BRIEF: All lines from the first line of the material up to and including the line with "All operations now" must be copied exactly, and no others.

------------------------------

PR #3468, opened 2023-05-17
fix(frontend): fix and simplify picasso drag-and-drop

### LINKED ISSUE #3463: Drag and drop bug on picasso

usu:
Supersedes #3467 

Fixes https://github.com/ecamp/ecamp3/issues/3463 (hopefully)
also adresses https://github.com/ecamp/ecamp3/pull/3410#pullrequestreview-1384144228

The first commit is cherry-picked from #3467 and fixes the bug.

The other commits only simplify and cleanup the code with no major change in functionality, with one exception: I changed the resize operation to disallow negative changes (resizing upwards of the original start time). This makes the code simpler, gives the resize operation a single responsibility (I cannot misuse resize to move an event) and is consistent with other calendars such as Google Calendar.

All operations now use `roundTimeToNearestQuarterHour` with the exception of resize which still uses `roundTimeUpToNextQuarterHour`.  To me this felt more natural to use, because the resize handler is a bit higher up (lower in timestamp) than the border of the event. 

A cosmetic open issue is the display of cursor animations and event hover animations, which is not always consistent during drag & drop. I didn't want to touch on this, because this needs messing with the same CSS, that was already touched by #3411.

### DIFF
--- a/frontend/src/helpers/vCalendarDragAndDrop.js
+++ b/frontend/src/helpers/vCalendarDragAndDrop.js
@@ -2,9 +2,20 @@
  * helpers for VCalendar DragAndDrop composables
  */
 
+const ONE_MINUTE = 60 * 1000
+const ONE_HOUR = 60 * ONE_MINUTE
+const ONE_DAY = 24 * ONE_HOUR
+
+const roundToMinutes = 15 // minutes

------------------------------

EXERCISE RESPONSE:
PR #3468, opened 2023-05-17
fix(frontend): fix and simplify picasso drag-and-drop

### LINKED ISSUE #3463: Drag and drop bug on picasso

usu:
Supersedes #3467 

Fixes https://github.com/ecamp/ecamp3/issues/3463 (hopefully)
also adresses https://github.com/ecamp/ecamp3/pull/3410#pullrequestreview-1384144228

The first commit is cherry-picked from #3467 and fixes the bug.

The other commits only simplify and cleanup the code with no major change in functionality, with one exception: I changed the resize operation to disallow negative changes (resizing upwards of the original start time). This makes the code simpler, gives the resize operation a single responsibility (I cannot misuse resize to move an event) and is consistent with other calendars such as Google Calendar.

All operations now use `roundTimeToNearestQuarterHour` with the exception of resize which still uses `roundTimeUpToNextQuarterHour`.  To me this felt more natural to use, because the resize handler is a bit higher up (lower in timestamp) than the border of the event. 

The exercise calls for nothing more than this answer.